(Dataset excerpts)
┄┄┄┄┄┄
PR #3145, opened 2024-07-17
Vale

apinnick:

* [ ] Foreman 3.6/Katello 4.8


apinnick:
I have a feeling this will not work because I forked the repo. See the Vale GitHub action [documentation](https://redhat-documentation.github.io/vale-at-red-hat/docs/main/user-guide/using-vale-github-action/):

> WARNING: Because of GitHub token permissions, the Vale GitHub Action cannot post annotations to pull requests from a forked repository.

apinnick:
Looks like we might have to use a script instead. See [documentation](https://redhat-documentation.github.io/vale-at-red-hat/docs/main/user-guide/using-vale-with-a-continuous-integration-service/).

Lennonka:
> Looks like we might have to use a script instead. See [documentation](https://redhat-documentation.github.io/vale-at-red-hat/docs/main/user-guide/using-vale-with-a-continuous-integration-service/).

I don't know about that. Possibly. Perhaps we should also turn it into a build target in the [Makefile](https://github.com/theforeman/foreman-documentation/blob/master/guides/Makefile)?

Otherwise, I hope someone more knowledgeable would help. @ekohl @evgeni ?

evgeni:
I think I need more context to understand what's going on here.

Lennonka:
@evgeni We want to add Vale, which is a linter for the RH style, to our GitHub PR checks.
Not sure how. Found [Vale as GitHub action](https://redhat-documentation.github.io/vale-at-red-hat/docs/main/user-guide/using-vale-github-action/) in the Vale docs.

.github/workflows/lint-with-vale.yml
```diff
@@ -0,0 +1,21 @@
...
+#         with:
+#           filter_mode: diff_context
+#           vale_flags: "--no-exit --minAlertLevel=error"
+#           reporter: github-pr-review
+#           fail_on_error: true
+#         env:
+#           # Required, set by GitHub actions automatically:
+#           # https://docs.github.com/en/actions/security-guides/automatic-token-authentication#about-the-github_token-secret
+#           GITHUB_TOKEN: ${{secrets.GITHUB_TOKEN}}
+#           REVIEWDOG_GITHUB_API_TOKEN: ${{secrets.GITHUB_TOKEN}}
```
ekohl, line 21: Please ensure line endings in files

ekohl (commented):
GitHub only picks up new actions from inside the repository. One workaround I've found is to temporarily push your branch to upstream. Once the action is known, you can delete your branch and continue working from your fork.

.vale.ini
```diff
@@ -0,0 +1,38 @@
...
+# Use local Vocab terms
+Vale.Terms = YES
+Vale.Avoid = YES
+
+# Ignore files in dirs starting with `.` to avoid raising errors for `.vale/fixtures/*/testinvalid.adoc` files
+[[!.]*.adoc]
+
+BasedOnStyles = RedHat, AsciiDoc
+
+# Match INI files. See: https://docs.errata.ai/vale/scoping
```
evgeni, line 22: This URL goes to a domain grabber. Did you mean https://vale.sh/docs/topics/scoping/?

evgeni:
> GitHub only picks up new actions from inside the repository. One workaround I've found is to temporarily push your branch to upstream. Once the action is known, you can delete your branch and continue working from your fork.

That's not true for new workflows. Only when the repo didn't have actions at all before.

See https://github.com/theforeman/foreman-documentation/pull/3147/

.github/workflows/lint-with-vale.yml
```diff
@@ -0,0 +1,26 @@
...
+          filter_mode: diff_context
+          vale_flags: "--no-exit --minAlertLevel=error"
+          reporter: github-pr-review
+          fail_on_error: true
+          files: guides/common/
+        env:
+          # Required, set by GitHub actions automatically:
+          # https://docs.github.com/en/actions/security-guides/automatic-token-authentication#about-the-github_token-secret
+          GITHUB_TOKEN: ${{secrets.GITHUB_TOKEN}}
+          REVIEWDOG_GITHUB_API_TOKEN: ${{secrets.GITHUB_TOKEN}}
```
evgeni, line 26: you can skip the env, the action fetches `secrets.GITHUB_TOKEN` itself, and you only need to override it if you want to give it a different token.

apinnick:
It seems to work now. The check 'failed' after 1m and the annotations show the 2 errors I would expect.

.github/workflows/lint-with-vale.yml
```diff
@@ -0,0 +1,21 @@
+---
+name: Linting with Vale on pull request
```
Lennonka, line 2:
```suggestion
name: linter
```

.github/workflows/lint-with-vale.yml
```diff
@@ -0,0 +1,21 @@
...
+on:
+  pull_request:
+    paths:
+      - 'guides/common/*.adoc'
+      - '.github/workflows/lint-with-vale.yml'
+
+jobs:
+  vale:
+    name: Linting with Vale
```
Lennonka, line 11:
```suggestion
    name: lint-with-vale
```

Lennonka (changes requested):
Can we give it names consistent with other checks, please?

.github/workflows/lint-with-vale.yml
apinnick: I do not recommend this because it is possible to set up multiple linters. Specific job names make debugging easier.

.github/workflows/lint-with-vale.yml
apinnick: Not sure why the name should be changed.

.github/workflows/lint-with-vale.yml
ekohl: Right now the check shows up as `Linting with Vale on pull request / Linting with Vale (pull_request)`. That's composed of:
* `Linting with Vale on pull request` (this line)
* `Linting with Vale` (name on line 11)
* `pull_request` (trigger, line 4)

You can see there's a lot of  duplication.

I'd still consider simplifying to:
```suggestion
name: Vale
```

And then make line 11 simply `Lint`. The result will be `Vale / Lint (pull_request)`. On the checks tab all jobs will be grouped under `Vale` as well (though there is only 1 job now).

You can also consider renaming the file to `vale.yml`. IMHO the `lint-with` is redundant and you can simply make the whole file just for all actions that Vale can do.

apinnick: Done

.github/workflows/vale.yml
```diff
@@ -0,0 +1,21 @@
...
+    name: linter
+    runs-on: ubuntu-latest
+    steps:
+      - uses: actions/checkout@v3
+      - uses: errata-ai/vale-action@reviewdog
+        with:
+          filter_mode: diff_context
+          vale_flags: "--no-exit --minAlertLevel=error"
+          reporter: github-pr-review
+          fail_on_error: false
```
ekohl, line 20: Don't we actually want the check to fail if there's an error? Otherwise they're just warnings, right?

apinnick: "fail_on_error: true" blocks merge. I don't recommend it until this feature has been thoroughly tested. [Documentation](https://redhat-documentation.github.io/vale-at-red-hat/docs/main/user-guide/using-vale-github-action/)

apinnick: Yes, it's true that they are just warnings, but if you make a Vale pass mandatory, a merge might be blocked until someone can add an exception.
┄┄┄┄┄┄
» **WHAT THE EXERCISE ASKS**
Say, as a bare number, how many lines in the entries above include the string "need".

» **RESPONSE TO THE TASK**
2